▶ The task: Give every line from the entries that contains "simply".
*** Data shown ***
PR #793, opened 2025-10-23
DNS tracing 

grcevski:
This PR adds tracking of DNS requests in OBI. It watches for traffic on the well known DNS ports and parses the request and response. From this data we extract information about which addresses were requested and what we received as response, as  well as how long did it take.

At the same time, OBI now can also report UDP requests that have been rejected, e.g. failed completely.

The PR is too large at this point, so I'm proposing the PR with the functionality disabled. 

At the moment the DNS data is shown only in traces, because it was little effort to do, but it's not on by default and needs to be explicitly enabled. I think we want to keep it like this, because the information can be very verbose, but I'm open for discussion.

I'm going to follow-up with a PR to implement the OpenTelemetry metrics for DNS (which will be on by default) and another PR to make a DNS trace example.


pkg/ebpf/common/dns_request_transform.go
```diff
@@ -0,0 +1,135 @@
...
+	return func(_ dnsparser.DNSId, span *request.Span) {
+		// final status is -1, which means we never received a response
+		if span.Status == -1 {
+			span.Status = int(dnsparser.RCodeRefused)
+			spansChan.Send(filter.Filter([]request.Span{*span}))
+		}
+	}
+}
+
+func ReadDNSEventIntoSpan(parseCtx *EBPFParseContext, record *ringbuf.Record) (request.Span, bool, error) {
```
mariomac: I think this method can be private, so we keep the public API as smallest as possible

bpf/common/common.h
```diff
@@ -239,3 +239,22 @@ typedef struct mongo_go_client_req {
     connection_info_t conn;
     tp_info_t tp;
 } mongo_go_client_req_t;
+
+#define DNS_MAX_LEN 516
```
mmat11: nit: use enum constant

bpf/common/common.h
```diff
@@ -239,3 +239,22 @@ typedef struct mongo_go_client_req {
...
+
+typedef struct dns_req {
+    u8 flags; // Must be fist we use it to tell what kind of packet we have on the ring buffer
```
mmat11:
```suggestion
    u8 flags; // Must be first we use it to tell what kind of packet we have on the ring buffer
```

bpf/common/common.h
```diff
@@ -239,3 +239,22 @@ typedef struct mongo_go_client_req {
...
+    u8 p_type;
```
mmat11, line 249: I think this is unused

bpf/common/dns.h
```diff
@@ -0,0 +1,167 @@
...
+
+#include <maps/sock_pids.h>
+
+#include <pid/types/pid_info.h>
+
+#define DNS_QR_QUERY 0
+#define DNS_QR_RESP 1
+
+// https://datatracker.ietf.org/doc/html/rfc1035#section-4.1.1
+union dnsflags {
```
mmat11, line 28: question: shouldn't this always be in network byte order?

bpf/common/dns.h
```diff
@@ -0,0 +1,167 @@
...
+    struct {
+#if __BYTE_ORDER__ == __ORDER_LITTLE_ENDIAN__
+        __u8 rcode : 4;  // response code
```
mmat11: nit: use `u8` instead of `__u8` (applies everywhere), for consistency

bpf/common/dns.h
```diff
@@ -0,0 +1,167 @@
...
+#include <common/trace_util.h>
+
+#include <generictracer/k_tracer_defs.h>
+#include <generictracer/protocol_tcp.h>
+
+#include <maps/sock_pids.h>
+
+#include <pid/types/pid_info.h>
+
+#define DNS_QR_QUERY 0
```
mmat11: nit: use enums

bpf/common/connection_info.h
```diff
@@ -123,6 +131,13 @@ static __always_inline void swap_connection_info_order(connection_info_t *info)
     __builtin_memcpy(info->d_addr, tmp_addr, sizeof(info->d_addr));
 }
 
+static __always_inline void copy_connection_info(connection_info_t *dst, connection_info_t *src) {
```
mmat11: can't we use memcpy directly on `connection_info_t`?

bpf/common/common.h
```diff
@@ -239,3 +239,22 @@ typedef struct mongo_go_client_req {
...
+    u8 dns_q;
+    u8 _pad1[1];
+    u32 len;
+    pid_connection_info_t p_conn;
```
mmat11: perhaps we can use `connection_info_t` as pid information is redundant since we already send `pid_info`?

bpf/common/common.h
```diff
@@ -239,3 +239,22 @@ typedef struct mongo_go_client_req {
...
+    u16 id;
+    u8 _pad2[6];
+    tp_info_t tp;
+    u64 ts;
+    // we need this to filter traces from unsolicited processes that share the executable
+    // with other instrumented processes
+    pid_info pid;
+    unsigned char buf[DNS_MAX_LEN];
```
mmat11: how's the average packet payload size looking like? I wonder if it would be better for this kind of event to use dynamic-sized buffers?
maybe we can start with the hardcoded version and evaluate in the future?

bpf/common/dns.h
```diff
@@ -0,0 +1,167 @@
...
+            req->ts = bpf_ktime_get_ns();
+            req->tp.ts = bpf_ktime_get_ns();
+            __builtin_memcpy(&req->pid, &conn_pid->p_info, sizeof(pid_info));
+
+            trace_key_t t_key = {0};
+            trace_key_from_pid_tid_with_p_key(&t_key, &conn_pid->p_key, conn_pid->id);
+
+            u8 found = find_trace_for_client_request_with_t_key(
+                &p_conn, orig_dport, &t_key, conn_pid->id, &req->tp);
+            bpf_dbg_printk("Looking up client trace info, found %d", found);
```
mmat11:
```suggestion
            bpf_dbg_printk("handle_dns: looking up client trace info, found %d", found);
```

bpf/generictracer/k_tracer.c
```diff
@@ -191,6 +209,24 @@ int BPF_KPROBE(obi_kprobe_tcp_connect, struct sock *sk) {
     return 0;
 }
 
+// Used by connect so that we can grab the sock details
```
mmat11: Is this comment valid?

bpf/tpinjector/tpinjector.c
```diff
@@ -251,7 +251,7 @@ static __always_inline u8 protocol_detector(struct sk_msg_md *msg,
     }
 
     if (is_http_request_buf((const unsigned char *)msg_ptr)) {
-        bpf_dbg_printk("Setting up request to be extended");
+        //bpf_dbg_printk("Setting up request to be extended");
```
mmat11: leftover?

pkg/ebpf/common/dnsparser/dns.go
```diff
@@ -0,0 +1,90 @@
...
+import "fmt"
+
+type DNSId struct {
+	HostPID uint32
+	ID      uint16
+}
+
+type Type uint16
+
+const (
```
mmat11, line 15: these constants are already defined in `golang.org/x/net/dns/dnsmessage`

bpf/common/common.h
grcevski: It's the packet type, I'm not using it at the moment, but we may want to export it for metrics when we do that work. I'd prefer to keep it.

bpf/common/dns.h
grcevski: Good point, I think I can use ntohs to convert them!

bpf/common/common.h
grcevski: I just searches for various examples and 512 seemed like an overkill to be honest. I'd keep it for now constant, unless we encounter something very big in the future.

bpf/common/connection_info.h
grcevski: I think this is unused now, I wrote it when I struggled with some verifier issue and I forgot to remove it. Thanks for catching it.

bpf/common/common.h
grcevski: good idea.

bpf/common/common.h
```diff
@@ -47,6 +47,10 @@ enum large_buf_action : u8 {
     k_large_buf_action_append = 1,
 };
 
+enum {
+    k_dns_max_len = 516,
```
mmat11, line 51: I think this is `512`?

mmat11 (approved):
lgtm!

bpf/common/common.h
grcevski: I had extra 4 bytes for the padding, why not take them :)

grcevski:
I looked at the test failure, I don't get it, we see the correct output, all transactions are correlated correctly:
```
obi-1                   | 2025-10-29 15:32:17.102933217 (7.050664ms[7.050664ms]) HTTPClient(subType=0) 403 GET /users(/users) [172.18.0.4 as python-service.multi-k:56704]->[172.18.0.11 as utestserver:3040] contentLen:152B responseLen:0B svc=[multi-k/python-service python] traceparent=[00-f4ed642f5ea40d29c9ea682093508d57-9db418bb298ea95f[2e37b92858428e79]-01]
obi-1                   | 2025-10-29 15:32:17.102933217 (6.892726ms[6.540728ms]) HTTP(subType=0) 403 GET /users(/users) [172.18.0.4 as 172.18.0.4:56704]->[172.18.0.11 as rails-service.multi-k:3040] contentLen:152B responseLen:5459B svc=[multi-k/rails-service ruby] traceparent=[00-f4ed642f5ea40d29c9ea682093508d57-be54b48d99564eb9[9db418bb298ea95f]-01]
obi-1                   | 2025-10-29 15:32:17.102933217 (11.00823ms[10.85235ms]) HTTP(subType=0) 200 GET /tracemetoo(/tracemetoo) [172.18.0.18 as 172.18.0.18:60232]->[172.18.0.4 as python-service.multi-k:7773] contentLen:108B responseLen:157B svc=[multi-k/python-service python] traceparent=[00-f4ed642f5ea40d29c9ea682093508d57-2e37b92858428e79[169b7c1a8372b3be]-01]
obi-1                   | 2025-10-29 15:32:17.102933217 (13.728148ms[13.728148ms]) HTTPClient(subType=0) 200 GET /tracemetoo(/tracemetoo) [172.18.0.18 as testserver.initial-set:60232]->[172.18.0.4 as pytestserver:7773:7773] contentLen:0B responseLen:5B svc=[initial-set/testserver go] traceparent=[00-f4ed642f5ea40d29c9ea682093508d57-169b7c1a8372b3be[658d681a286ccb97]-01]
obi-1                   | 2025-10-29 15:32:17.102933217 (14.47405ms[14.454554ms]) HTTP(subType=0) 200 Arith.T /jsonrpc(/jsonrpc) [172.18.0.18 as 172.18.0.18:33990]->[172.18.0.18 as testserver.initial-set:8088] contentLen:74B responseLen:0B svc=[initial-set/testserver go] traceparent=[00-f4ed642f5ea40d29c9ea682093508d57-658d681a286ccb97[d807ddd730c54975]-01]
obi-1                   | 2025-10-29 15:32:17.102933217 (17.209135ms[17.209135ms]) HTTPClient(subType=0) 200 POST /jsonrpc(/jsonrpc) [172.18.0.18 as testserver.initial-set:33990]->[172.18.0.18 as testserver:8088:8088] contentLen:74B responseLen:33B svc=[initial-set/testserver go] traceparent=[00-f4ed642f5ea40d29c9ea682093508d57-d807ddd730c54975[d075d0a20188870d]-01]
obi-1                   | 2025-10-29 15:32:17.102933217 (17.5443ms[17.46911ms]) HTTP(subType=0) 200 GET /gotracemetoo(/gotracemetoo) [172.18.0.2 as 172.18.0.2:36520]->[172.18.0.18 as testserver.initial-set:8080] contentLen:0B responseLen:0B svc=[initial-set/testserver go] traceparent=[00-f4ed642f5ea40d29c9ea682093508d57-d075d0a20188870d[5b1fda9401e276ab]-01]
obi-1                   | 2025-10-29 15:32:17.102933217 (18.796274ms[18.796274ms]) HTTPClient(subType=0) 200 GET /gotracemetoo(/gotracemetoo) [172.18.0.2 as nodejs-service.multi-k:36520]->[172.18.0.18 as testserver:8080] contentLen:77B responseLen:0B svc=[multi-k/nodejs-service nodejs] traceparent=[00-f4ed642f5ea40d29c9ea682093508d57-5b1fda9401e276ab[4689bd94cd58d096]-01]
obi-1                   | 2025-10-29 15:32:17.102933217 (24.530902ms[24.530902ms]) HTTPClient(subType=0) 200 GET /traceme(/traceme) [172.18.0.10 as java-service.multi-k:36106]->[172.18.0.2 as ntestserver:3030] contentLen:236B responseLen:0B svc=[multi-k/java-service java] traceparent=[00-f4ed642f5ea40d29c9ea682093508d57-38d30e04afd529a8[5b15ad5a954b9209]-01]
obi-1                   | 2025-10-29 15:32:17.102933217 (233.198822ms[231.41876ms]) HTTP(subType=0) 200 GET /jtraceA(/jtraceA) [172.18.0.1 as 172.18.0.1:39274]->[172.18.0.10 as java-service.multi-k:8085] contentLen:192B responseLen:115B svc=[multi-k/java-service java] traceparent=[00-f4ed642f5ea40d29c9ea682093508d57-5b15ad5a954b9209[0000000000000000]-01]
obi-1                   | 2025-10-29 15:32:17.102933217 (23.135994ms[23.135994ms]) HTTP(subType=0) 200 GET /traceme(/traceme) [172.18.0.10 as 172.18.0.10:36106]->[172.18.0.2 as nodejs-service.multi-k:3030] contentLen:236B responseLen:229B svc=[multi-k/nodejs-service nodejs] traceparent=[00-f4ed642f5ea40d29c9ea682093508d57-4689bd94cd58d096[38d30e04afd529a8]-01]

```
It's like it's not in `jaeger`, maybe because of our trace batching etc.

grcevski:
Oh I know, I need to follow-up with a test fix. We need to reload the trace from jaeger every time in the eventually loop. When it fetches the first time, not all trace components would be there. This is the source of the flakiness.

bpf/common/dns.h
```diff
@@ -0,0 +1,153 @@
...
+
+#include <maps/sock_pids.h>
+
+#include <pid/types/pid_info.h>
+
+enum dns_qr_type : u8 { k_dns_qr_query = 0, k_dns_qr_resp = 1 };
+
+// https://datatracker.ietf.org/doc/html/rfc1035#section-4.1.1
+union dnsflags {
+    struct {
```
rafaelroquetto, line 29: bitfields are a dangerous idea - there are a few problems here

1. the C standard does not guarantee the ordering or packing of the bitfields:

> "The order of allocation of bit-fields within a unit (high-order to low-order or low-order to high-order) is implementation-defined."
(§6.7.2.1 paragraph 11)

i.e. it's undefined behaviour - note that this is orthogonal as to whether the target architecture is big-endian or little-endian - the compiler may choose to pack these fields in a LSB order regardless, and then it's broken.

There's more:

> "If enough space remains, a bit-field that immediately follows another bit-field in a structure shall be packed into adjacent bits of the same unit. If insufficient space remains, whether a bit-field that does not fit entirely within the unit is put into the next unit or overlaps adjacent units is implementation-defined."
(§6.7.2.1 paragraph 12)

So the packing and alignment is also implementation defined.

Instead, I'd like to suggest we simply implement the DNS header layout as per the spect and use bitwise operations - this is safest way (and the canonical way in these scenarios):

```
struct dnsheader {
    uint16_t id;
    uint16_t flags;  // in network byte order
    uint16_t qdcount;
    uint16_t ancount;
    uint16_t nscount;
    uint16_t arcount;
};

static __always_inline uint8_t dns_qr(uint16_t f)     { return (f >> 15) & 0x1; }
static __always_inline uint8_t dns_opcode(uint16_t f) { return (f >> 11) & 0xF; }
static __always_inline uint8_t dns_aa(uint16_t f)     { return (f >> 10) & 0x1; }
static __always_inline uint8_t dns_tc(uint16_t f)     { return (f >> 9)  & 0x1; }
static __always_inline uint8_t dns_rd(uint16_t f)     { return (f >> 8)  & 0x1; }
static __always_inline uint8_t dns_ra(uint16_t f)     { return (f >> 7)  & 0x1; }
static __always_inline uint8_t dns_z(uint16_t f)      { return (f >> 4)  & 0x7; }
static __always_inline uint8_t dns_rcode(uint16_t f)  { return  f        & 0xF; }
```

bpf/generictracer/k_tracer.c
```diff
@@ -926,7 +969,15 @@ int obi_socket__http_filter(struct __sk_buff *skb) {
     protocol_info_t tcp = {};
     connection_info_t conn = {};
 
-    if (!read_sk_buff(skb, &tcp, &conn)) {
+    u8 success = read_sk_buff(skb, &tcp, &conn);
+
+    if (is_dns(&conn)) {
```
rafaelroquetto, line 974: Perhaps we should update the comment at the top of this function to cite that it's not only a fallback path anymore, but that it's the entry point for tracking DNS requests.

bpf/common/dns.h
```diff
@@ -0,0 +1,153 @@
...
+        // DNS is after the TCP header and the 2 bytes of the length of the DNS packet
+        dns_off += 2;
+        break;
+    default:
+        return 0;
+    }
+
+    union dnsflags flags;
+    bpf_skb_load_bytes(skb, dns_off + offsetof(struct dnshdr, flags), &flags.flags, sizeof(u16));
+    flags.flags = bpf_ntohs(flags.flags); // Convert from network to host byte order
```
rafaelroquetto, line 99: This then becomes simply:
```suggestion
    struct dnshdr hdr = {};
    bpf_skb_load_bytes(skb, dns_off, &hdr, sizeof(hdr));
```

bpf/common/dns.h
```diff
@@ -0,0 +1,153 @@
...
+
+    u8 qr = flags.qr;
```
rafaelroquetto, line 101:
```suggestion
    const u8 qr = dns_qr(hdr.flags);
```

bpf/common/dns.h
```diff
@@ -0,0 +1,153 @@
...
+    if (qr == k_dns_qr_query || qr == k_dns_qr_resp) {
+        u16 id = 0;
+        bpf_skb_load_bytes(skb, dns_off + offsetof(struct dnshdr, id), &id, sizeof(u16));
```
rafaelroquetto, line 104:
```suggestion
```

bpf/common/dns.h
```diff
@@ -0,0 +1,153 @@
...
+        u16 orig_dport = conn->d_port;
```
rafaelroquetto, line 105:
```suggestion
        const u16 orig_dport = conn->d_port;
```

bpf/common/dns.h
```diff
@@ -0,0 +1,153 @@
...
+        dns_req_t *req = bpf_ringbuf_reserve(&events, sizeof(dns_req_t), 0);
+
+        if (req) {
+            __builtin_memcpy(&req->conn, conn, sizeof(connection_info_t));
+
+            req->flags = EVENT_DNS_REQUEST;
+            req->p_type = skb->pkt_type;
+            req->len = skb->len;
+            req->dns_q = qr;
+            req->id = id;
```
rafaelroquetto, line 128:
```suggestion
            req->id = hdr.id;
```

bpf/common/dns.h
```diff
@@ -0,0 +1,153 @@
...
+            req->ts = bpf_ktime_get_ns();
+            req->tp.ts = bpf_ktime_get_ns();
+            __builtin_memcpy(&req->pid, &conn_pid->p_info, sizeof(pid_info));
```
rafaelroquetto, line 131:
```suggestion
            req->pid = conn_pid->p_info;
            __builtin_memcpy(&req->pid, &conn_pid->p_info, sizeof(pid_info));
```

this is just a nit - the `=` reads better IMHO (and is less error prone as the size is implicitly derived)

bpf/common/dns.h
```diff
@@ -0,0 +1,153 @@
...
+
+            trace_key_t t_key = {0};
+            trace_key_from_pid_tid_with_p_key(&t_key, &conn_pid->p_key, conn_pid->id);
+
+            u8 found = find_trace_for_client_request_with_t_key(
```
rafaelroquetto, line 136:
```suggestion
            const u8 found = find_trace_for_client_request_with_t_key(
```

bpf/common/dns.h
```diff
@@ -0,0 +1,153 @@
...
+        if (req) {
+            __builtin_memcpy(&req->conn, conn, sizeof(connection_info_t));
+
+            req->flags = EVENT_DNS_REQUEST;
+            req->p_type = skb->pkt_type;
+            req->len = skb->len;
+            req->dns_q = qr;
+            req->id = id;
+            req->ts = bpf_ktime_get_ns();
+            req->tp.ts = bpf_ktime_get_ns();
```
rafaelroquetto, line 130: I don't believe this is intended, but if it is ignore this comment.

Calling bpf_ktime_get_ns() twice may cause `req->ts != req->tp.ts`.

```suggestion
            const u64 ts = bpf_ktime_get_ns();
            req->ts = ts;
            req->tp.ts = ts;
```

pkg/ebpf/common/dnsparser/dns.go
```diff
@@ -0,0 +1,90 @@
...
+	RCodeFormatError:    "FormatError",
+	RCodeServerFailure:  "ServerFailure",
+	RCodeNameError:      "NameError",
+	RCodeNotImplemented: "NotImplemented",
+	RCodeRefused:        "Refused",
+}
+
+// String implements fmt.Stringer.String.
+func (t Type) String() string {
+	if n, ok := typeNames[t]; ok {
```
rafaelroquetto, line 78: this is just a nit - feel free to ignore.

I've seen map lookups appear a lot when profiling the network code in these kind of events. I am not sure this is a problem here, but if this is a high throughput codepath, you may want to change this to a `swtich t { ... }` statement and return directly.

pkg/ebpf/common/dnsparser/dns.go
```diff
@@ -0,0 +1,90 @@
...
+		return n
+	}
+	return fmt.Sprintf("%d", t)
+}
+
+// String implements fmt.Stringer.String.
+func (r RCode) String() string {
+	if n, ok := rCodeNames[r]; ok {
```
rafaelroquetto, line 86: same here

rafaelroquetto (changes requested):
Mostly nits - the "request changes" refer exclusively to the bitfield usage and the obscure bugs it may harbour.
*** End of Data shown ***
▶ Reply to the task:
Instead, I'd like to suggest we simply implement the DNS header layout as per the spect and use bitwise operations - this is safest way (and the canonical way in these scenarios):
rafaelroquetto, line 99: This then becomes simply:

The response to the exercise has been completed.